Department of Environmental Sciences, Section of Conservation Biology, University of Basel, St. Johanns-Vorstadt 10, CH-4056 Basel, Switzerland.
Int J Parasitol. 2010 Aug 1;40(9):1045-50. doi: 10.1016/j.ijpara.2010.02.012. Epub 2010 Mar 23.

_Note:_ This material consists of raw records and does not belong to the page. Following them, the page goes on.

PR #1823, opened 2024-02-22
add multi dc broker producer

moscicky:


hermes-api/src/main/java/pl/allegro/tech/hermes/api/ErrorCode.java
```diff
@@ -63,7 +63,8 @@ public enum ErrorCode {
     UNKNOWN_MIGRATION(NOT_FOUND),
     INVALID_QUERY(BAD_REQUEST),
     IMPLEMENTATION_ABSENT(NOT_FOUND),
-    MOVING_SUBSCRIPTION_OFFSETS_VALIDATION_ERROR(BAD_REQUEST);
+    MOVING_SUBSCRIPTION_OFFSETS_VALIDATION_ERROR(BAD_REQUEST),
+    SENDING_TO_KAFKA_TIMEOUT(GATEWAY_TIMEOUT);
```
piotrrzysko, line 67: I'm on the fence with this status code. On one hand, I like it because it is more specialized than, for example, 503. However, it suggests that Hermes acts just as a proxy to something (which is kinda true ;)), but our clients don't necessarily think about it that way. So, they might assume that a load balancer between Hermes and them has returned it. Additionally, within the total request duration, we perform some processing (of course not too much, and usually Kafka is the source of publish requests latency), so it's not like we just pass requests to an external dependency. 

Do you think 503 is too ambiguous in our context?

hermes-frontend/src/main/java/pl/allegro/tech/hermes/frontend/producer/kafka/Producers.java
```diff
@@ -1,40 +1,45 @@
...
         return topic.isReplicationConfirmRequired() ? ackAll : ackLeader;
     }
 
+    public List<KafkaProducer<byte[], byte[]>> getRemote(Topic topic) {
+        return topic.isReplicationConfirmRequired() ? remoteAckLeader : remoteAckAll;
+    }
+
+
+    //TODO: should probably be split per DC
     public void registerGauges(MetricsFacade metricsFacade) {
```
piotrrzysko, line 43: Since `pl.allegro.tech.hermes.frontend.producer.kafka.KafkaProducer` is now responsible for instrumentation and is aware of its datacenter, wouldn't it be better to move this method there?

hermes-frontend/src/main/java/pl/allegro/tech/hermes/frontend/producer/kafka/KafkaProducer.java
```diff
@@ -0,0 +1,166 @@
...
+import pl.allegro.tech.hermes.metrics.HermesTimerContext;
+
+import java.time.Duration;
+import java.util.List;
+import java.util.Map;
+import java.util.Optional;
+import java.util.concurrent.Future;
+import java.util.function.Supplier;
+
+// TODO: is it a good idea to create abstraction on top of Producer? Currently it provides DC and instrumentation
```
piotrrzysko, line 28: I'm fine with wrapping an instance of `org.apache.kafka.clients.producer.Producer` in something that adds instrumentation and datacenter awareness, but implementing the entire interface seems overkill. Maybe, let's just add a class that exposes only necessary methods (`send`, `close`, `partitionsFor`) + adds the mentioned features in the comment. Additionally, I'd refrain from calling the wrapper KafkaProducer. In my opinion, this name is "reserved" for the Kafka producer provided by the Kafka client library. I guess something like `KafkaMessageSender` is good enough.

hermes-frontend/src/main/java/pl/allegro/tech/hermes/frontend/buffer/SimpleExecutionCallback.java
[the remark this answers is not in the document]
moscicky: removed

hermes-frontend/src/main/java/pl/allegro/tech/hermes/frontend/producer/kafka/BufferAwareBrokerMessageProducer.java
```diff
@@ -0,0 +1,31 @@
+package pl.allegro.tech.hermes.frontend.producer.kafka;
+
+import pl.allegro.tech.hermes.frontend.metric.CachedTopic;
+import pl.allegro.tech.hermes.frontend.producer.BrokerMessageProducer;
+import pl.allegro.tech.hermes.frontend.publishing.PublishingCallback;
+import pl.allegro.tech.hermes.frontend.publishing.message.Message;
+
+public class BufferAwareBrokerMessageProducer implements BrokerMessageProducer {
```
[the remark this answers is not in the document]
moscicky: yes, this nam was temporary. I have changed the names to the ones you suggested

hermes-frontend/src/main/java/pl/allegro/tech/hermes/frontend/producer/kafka/RemoteProducerProvider.java
```diff
@@ -0,0 +1,9 @@
+package pl.allegro.tech.hermes.frontend.producer.kafka;
+
+import pl.allegro.tech.hermes.frontend.metric.CachedTopic;
+
+import java.util.Optional;
+
+public interface RemoteProducerProvider {
```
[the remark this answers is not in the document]
moscicky: good idea, I've removed this interface

hermes-frontend/src/main/java/pl/allegro/tech/hermes/frontend/config/HandlersChainProperties.java
```diff
@@ -12,6 +12,8 @@ public class HandlersChainProperties implements HandlersChainParameters {
 
     private Duration longIdleTimeout = Duration.ofMillis(400);
 
+    private Duration globalAsyncTimeout = Duration.ofMillis(500);
```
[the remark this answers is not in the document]
moscicky: I agree. This name was temporarily chosen based on our initial discussions. I have renamed the parameter and added a documentation for those parameters in `HandlersChainParameters`. After incubation this parameter should also be added to rtd

hermes-frontend/src/main/java/pl/allegro/tech/hermes/frontend/producer/kafka/KafkaProducer.java
moscicky: > I'm fine with wrapping an instance of org.apache.kafka.clients.producer.Producer in something that adds instrumentation and datacenter awareness, but implementing the entire interface seems overkill. Maybe, let's just add a class that exposes only necessary methods (send, close, partitionsFor) + adds the mentioned features in the comment

You are right, there is no point in delegating all the methods when only some of them are used. It also very confusing that there would be 3 available send methods. Left only those which are needed.

I've also change the name to `KafkaMessageSender` but this resulted in `Producers` being changed to `KafkaMessageSenders`  for consistency

hermes-frontend/src/main/java/pl/allegro/tech/hermes/frontend/producer/kafka/Producers.java
moscicky: Good idea, I've moved metrics to `KafkaMessageSender`. `KafkaMessageSenders` is now only a thin wrapper

hermes-api/src/main/java/pl/allegro/tech/hermes/api/ErrorCode.java
moscicky: > Additionally, within the total request duration, we perform some processing (of course not too much, and usually Kafka is the source of publish requests latency), so it's not like we just pass requests to an external dependency.

This error is right now returned when we are pretty much sure that Kafka was the source of latency:

```java
public boolean setTimeoutSendingToKafka() {
        return state.compareAndSet(SENDING_TO_KAFKA_PRODUCER_QUEUE, TIMEOUT_SENDING_TO_KAFKA) || state.compareAndSet(SENDING_TO_KAFKA, TIMEOUT_SENDING_TO_KAFKA);
    }
```

My initial idea was that if clients are monitoring Hermes responses they would be able to tell the difference between 500 and 504. 500 would mean "server side, unexpected error" while 504 would mean "server side, sort-of expected error"? But maybe you are right that 504 should be used exclusively by proxies (say nginx), I would say that 503 is sufficient

hermes-frontend/src/main/java/pl/allegro/tech/hermes/frontend/producer/kafka/MultiDatacenterMessageProducer.java
```diff
@@ -0,0 +1,166 @@
...
+                      Message message) {
+        String datacenter = sender.getDatacenter();
+        try {
+            sender.send(producerRecord, cachedTopic, message, new DCAwareCallback(
+                    message,
+                    cachedTopic,
+                    datacenter,
+                    callback));
+        } catch (Exception e) {
+            // message didn't get to internal producer buffer and it will not be send to a broker
```
faderskd, line 79: typo: send -> sent

hermes-frontend/src/main/java/pl/allegro/tech/hermes/frontend/producer/kafka/MultiDatacenterMessageProducer.java
```diff
@@ -0,0 +1,166 @@
...
+                    callback.onUnpublished(message, cachedTopic, datacenter, exception);
+                }
+            }
+        }
+
+    private static class SendCallback {
+
+        private final PublishingCallback callback;
+        private final AtomicBoolean sent = new AtomicBoolean(false);
+        private final AtomicInteger tries;
```
faderskd, line 108: Just curious: this is atomic because the `onUnpublished` (where the variable is decremented) can be called concurrently be a local and remote producer ?

faderskd (dismissed):

hermes-frontend/src/main/java/pl/allegro/tech/hermes/frontend/producer/kafka/MultiDatacenterMessageProducer.java
piotrrzysko: fixed

hermes-frontend/src/main/java/pl/allegro/tech/hermes/frontend/producer/kafka/MultiDatacenterMessageProducer.java
piotrrzysko: Yes, that's the reason why it is atomic.

faderskd (approved):

piotrrzysko (approved):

Parasite transmission fundamentally affects the epidemiology of host-parasite systems, and is considered to be a key element in the epidemiological modelling of infectious diseases. Recent research has stressed the importance of detailed disease-specific variables involved in the transmission process. Riccardoella limacum is a hematophagous mite living in the mantle cavity of terrestrial gastropods. In this study, we experimentally examined whether the transmission success of R. limacum is affected by the contact frequency, parasite load and/or behaviour of the land snail Arianta arbustorum, a common host of R. limacum. In the experiment the transmission success was mainly affected by physical contacts among snails and slightly influenced by parasite intensity of the infected snail. Using these results we developed two different transmission models based on contact frequencies and transmission probability among host snails. As parameters for the models we used life-history data from three natural A. arbustorum populations with different population densities. Data on contact frequencies of video-recorded snail groups were used to fit the density response of the contact function, assuming either a linear relationship (model 1) or a second-degree polynomial relationship based on the ideal gas model of animal encounter (model 2). We calculated transmission coefficients (beta), basic reproductive ratios (R(0)) and host threshold population densities for parasite persistence in the three A. arbustorum populations. We found higher transmission coefficients (beta) and larger R(0)-values in model 1 than in model 2. Furthermore, the host population with the highest density showed larger R(0)-values (16.47-22.59) compared to populations with intermediate (2.71-7.45) or low population density (0.75-4.10). Host threshold population density for parasite persistence ranged from 0.35 to 2.72 snails per m(2). Our results show that the integration of the disease-relevant biology of the organisms concerned may improve models of host-parasite dynamics.
寄生虫传播从根本上影响宿主-寄生虫系统的流行病学,被认为是传染病流行病学建模的关键要素。最近的研究强调了传染病传播过程中涉及的详细疾病特定变量的重要性。Riccardoella limacum 是一种寄生在陆生腹足纲动物套膜腔中的吸血螨。在本研究中,我们通过实验检验了 Riccardoella limacum 的传播成功率是否受到接触频率、寄生虫负荷和/或陆生蜗牛 Arianta arbustorum 的行为的影响,Arianta arbustorum 是 Riccardoella limacum 的常见宿主。在实验中,传播成功率主要受到蜗牛之间的物理接触影响,而受感染蜗牛的寄生虫强度的影响较小。利用这些结果,我们根据宿主蜗牛之间的接触频率和传播概率开发了两种不同的传播模型。作为模型的参数,我们使用了三个具有不同种群密度的天然 Arianta arbustorum 种群的生活史数据。使用视频记录的蜗牛群体的接触频率数据来拟合接触函数的密度响应,假设基于动物遭遇理想气体模型的线性关系(模型 1)或二次多项式关系(模型 2)。我们为三个 Arianta arbustorum 种群中的寄生虫持久性计算了传播系数(β)、基本繁殖率(R(0))和宿主阈值种群密度。我们发现模型 1 中的传播系数(β)和 R(0)值大于模型 2。此外,密度最高的宿主种群的 R(0)值(16.47-22.59)大于中等密度(2.71-7.45)或低密度(0.75-4.10)的宿主种群。宿主阈值种群密度为寄生虫持久性范围从 0.35 到 2.72 只蜗牛/平方米。我们的研究结果表明,整合有关生物体的相关疾病生物学知识可能会提高宿主-寄生虫动力学模型的准确性。